The initiative for founding INTA came from France. The Congres International des Villes Nouvelles was held in Paris from 13 to 15 November 1975 with 240 delegates from 25 countries. Remarkably enough, it was an American, M. Apgar IV, who made the suggestion
in the final resolution to form an ‘International Association of New Towns’, aimed at providing a worldwide forum to exchange experiences relating to the problems and possibilities of new towns and to stimulate research in this field. An international working  group led by the Frenchman M. Boscher was to come up with a concrete elaborated proposition within eight months. The resolution was passed by common consent. It was no coincidence that INTA was founded in France. The British new towns programme had begun in 1946 and was largely completed. The programme for the villes nouvelles was not formulated until 1966 and was realized from the late 1960s. In 1975, development and building was still in full swing. As a result of the oil crisis and significant stagnation in population growth, radical changes were necessary. So while the British new towns movement was well past its highest point, plenty of thinking and building was still going on in France. And there was a continuous need for knowledge, particularly about experiences abroad. With this situation as background, it can come as no surprise that the initiative for founding INTA came from France. Similarly, it is not strange that the UK, which saw itself as the birthplace of the new towns concept, demanded a role in the new organization.

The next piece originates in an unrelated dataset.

PR #1788, opened 2025-12-01
[Peras 12] Store previous epoch nonce in PraosState

agustinmista:
This PR extends the existing Praos state with an extra field storing the nonce from the previous epoch. This nonce is updated by 'tickChainDepState' at every new epoch boundary. This is needed to validate Peras certificates when they appear in blocks.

When asked, a British official gave the following clear insight into the latent conflict of interests:

"So far as the political context is concerned, my understanding was that, to a substantial extent at least, British involvement in INTA came about because the British government was anxious to sell our new towns skill abroad and it was felt that if we did not become involved in the infant international organization, the French would take over and reap the benefit therefrom."

It is striking that in the official deed of formation from June 1976, not only the UK and France are mentioned as founding members, but also the USA. Unlike in Europe, new towns there were not established by the state, but by property developers. The Urban Land Institute (ULI) had developed after the Second World War into a global organization in the field of property development.

This institutional tradition was to have a strong influence on INTA. But the USA probably had a hidden agenda as well. The first oil crisis had sharpened the geopolitical conflict of interests between the USA and the Soviet Union; the Cold War was not yet over. Their international character made organizations such as ULI and INTA eminently suitable to defend American political and economic interests, particularly in strategic and vulnerable areas like the Middle and Far East and Africa. Was it a coincidence that the first INTA congress took place in Tehran, a few months after the first big student protests against the Shah had begun?